Users are located in the UK and Ireland.  The servers are hosted in two UK datacentres.


Network traffic was captured initially at the application server.  The report took 57 minutes to complete.

This showed that the client accessed the application server via SMB2 and that although the client sent the application server about 180,000 requests, the total time to service those was about 4 minutes.  Therefore, the application server was not causing any significant delay.

The next step was to examine what the client was doing.  This can be quite tricky in a virtualised environment as normally the application client might run on any available XenApp server.  We pinned the application to a single XenApp server and captured the network traffic on that server so that we could see all client-side network traffic.  We saw that the client was even more chatty than was at first thought.  We observed much more traffic with this capture, the same 180,000 requests to the application server but also about 590,000 requests directly to the database server.

Analysis of the capture showed that the time for the application server to respond to the 180,000 requests had increased from 4 to over 10 minutes.
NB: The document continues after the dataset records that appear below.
PR #1481, opened 2025-01-26
Fix: Remove empty URL validation in SetWebhook to support clearing webhook

wvolfff:
This PR addresses an issue where the SetWebhook class in the library does not allow an empty URL, despite the [Telegram Bot API documentation](https://core.telegram.org/bots/webhooks#:~:text=Both%20parameters%20for%20the%20setWebhook%20method%20are%20classed%20as%20optional.%20Calling%20the%20method%20with%20an%20empty%20URL%20parameter%20can%20be%20used%20to%20clear%20a%20previously%20set%20webhook.) explicitly stating that an empty URL can be used to clear a previously set webhook.

> Both parameters for the setWebhook method are classed as optional. Calling the method with an empty URL parameter can be used to clear a previously set webhook.


rubenlagus:
The documentation states that url is required in [setWebhook](https://core.telegram.org/bots/api#setwebhook), if you need to clear the webhook, you can use [deleteWebhook](https://core.telegram.org/bots/api#deletewebhook) method.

This indicated that the network round-trip time from the XenApp server to the application server (and the database) was about 2.3 ms.

The total network time for the 770,000 requests was about 29 minutes, but although this was a very significant time, there were many simultaneous TCP sessions to both the application and the database servers, and if many of these were concurrent then it would dilute the effect of this 29 minutes on the overall elapsed time.  So, we still couldn’t be sure that the 2.3ms network time was the cause of the problem without undertaking some further analysis.

In order to see how much concurrency there was, we had to find how much time was spent where the XenApp server was not waiting for a response from either server.  We produced a program to calculate this time through the network capture.  It was found to be just over 20 minutes.

The total time to run the report was 3434 secs

Gap time (client not waiting) 806 secs

Time client waiting (total time minus gaps) 2628 secs

Total measured response time 2638 secs

This shows that there was 10 seconds of concurrent requests.  This could be discounted as it was such a low value. Therefore, the delay due to network round trips is the full value stated earlier.  This means that moving the client running on XenApp into the same data centre as the other two servers had the potential to improve the time by about half-an-hour.


The solution was very simple. Our customer provisioned extra XenApp servers in the same data centre as the two other servers and ensured that the application was run from those.  This reduced the time taken to run the report back to the expected 25-30 minutes.